/tnt4j-spark

Track and Trace for Apache Spark

Primary LanguageJavaApache License 2.0Apache-2.0

About TNT4J-Spark

Track and Trace for Apache Spark. TNT4J-Spark provides an implementation of SparkListener for SparkContext. TNT4J-Spark allows developers to track execution, measure performance and help with diagnostics of your Spark applications.

Why TNT4J-Spark?

  • Track and Trace Spark application execution @ runtime
  • Measure performance & execution of stages, jobs, tasks
  • Detect and report task failures during execution
  • Visualize your Spark application execution (via JESL and jKoolCloud integration)

NOTE: See https://www.jkoolcloud.com and (JESL) http://nastel.github.io/JESL/ to vizualize Spark application execution.

Using TNT4J-Spark

TNT4J-Spark is easy, just include a few lines into your application:

...
SparkConf conf = new SparkConf().setAppName("my.spark.app");
JavaSparkContext sc = new JavaSparkContext(conf);

// add TNT4J-Spark listener to your spark context
sc.addSparkListener(new TNTSparkListener("my.spark.app"));
...

Make sure you edit config/tnt4j.properties and specify TNT4J configuration for your application my.spark.app.

; Stanza used for Spark Applications
; replace `my.spark.app` with the name used when creating TNTSparkListener
{
	source: my.spark.app
	source.factory: com.jkoolcloud.tnt4j.source.SourceFactoryImpl
	source.factory.GEOADDR: NewYork
	source.factory.DATACENTER: HQDC
	source.factory.RootFQN: SERVER=?#DATACENTER=?#GEOADDR=?

	tracker.factory: com.jkoolcloud.tnt4j.tracker.DefaultTrackerFactory
	dump.sink.factory: com.jkoolcloud.tnt4j.dump.DefaultDumpSinkFactory
	event.sink.factory: com.jkoolcloud.tnt4j.sink.impl.FileEventSinkFactory

	; Configure default sink filter based on level and time (elapsed/wait)
	event.sink.factory.Filter: com.jkoolcloud.tnt4j.filters.EventLevelTimeFilter
	event.sink.factory.Filter.Level: TRACE
	; Uncomment lines below to filter out events based on elapsed time and wait time
	; Timed event/activities greater or equal to given values will be logged
	;event.sink.factory.Filter.ElapsedUsec: 100
	;event.sink.factory.Filter.WaitUsec: 100

	event.formatter: com.jkoolcloud.tnt4j.format.SimpleFormatter
	tracking.selector: com.jkoolcloud.tnt4j.selector.DefaultTrackingSelector
	tracking.selector.Repository: com.jkoolcloud.tnt4j.repository.FileTokenRepository
}

TNT4J-Spark uses TNT4J API to track job execution.
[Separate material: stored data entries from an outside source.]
PR #494, opened 2021-07-27
Renamed Builder to BuilderConfig

sherzberg-1:
Renamed Builder to BuilderConfig, to not conflict with the Java generated Builder class.

### DIFF
--- a/proto/v1/intoto_provenance.proto
+++ b/proto/v1/intoto_provenance.proto
@@ -71,12 +71,12 @@ message Metadata {
   bool reproducible = 5;
 }
 
-message Builder {
+message BuilderConfig {
   string id = 1;
 }
 
 message InTotoProvenance {
-  Builder builder = 1; // required
+  BuilderConfig builder_config = 1; // required
   // Identifies the configuration used for the build.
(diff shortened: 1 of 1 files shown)


proto/v1/intoto_provenance.proto
```diff
@@ -71,12 +71,12 @@ message Metadata {
   bool reproducible = 5;
 }
 
-message Builder {
+message BuilderConfig {
```
aysylu, line 74: nit: maybe BuilderIdentity? since the submessage has the ID only, vs configuration of the builder. open to other ideas as well

aysylu (changes requested):

proto/v1/intoto_provenance.proto
sherzberg-1: Named it that based on the comment:
// Identifies the configuration used for the build.
But happy to rename it. If it gets a new field, it may be more than Identity.

aysylu: sgtm, makes sense

aysylu (approved):

PR #498, opened 2021-08-09
Move the package type and effective severity to the PackageIssue level

nyc:
When we are creating vulnerabilities, we may find vulnerabilities for
multiple different package types (e.g. OS, Maven, NPM, Go, etc.) on a
single Note. Since type is currently on the Vulnerability occurrence
level, we need to move it down into the PackageIssue level. Similarly,
vulnerabilities issued for different package types (potentially by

Combining TNT4J-Spark with JESL (http://nastel.github.io/JESL/) lets developers stream data collected by TNT4J-Spark into jKoolCloud -- real-time streaming and visualization platform.

Add the following arguments to your java start-up

-Dtnt4j.config=<home>/config/tnt4j.properties -Dtnt4j.token.repository=<home>/config/tnt4j-tokens.properties 

To enable automatic application dump add the following arguments:

-Dtnt4j.dump.on.vm.shutdown=true -Dtnt4j.dump.on.exception=true -Dtnt4j.dump.provider.default=true 

Optionally you can add the following parameters to define default data center name and geo location:

-Dtnt4j.source.DATACENTER=YourDataCenterName -Dtnt4j.source.GEOADDR="Melville,NY" 

Requirements

Please use JCenter or Maven and dependencies will be downloaded automatically.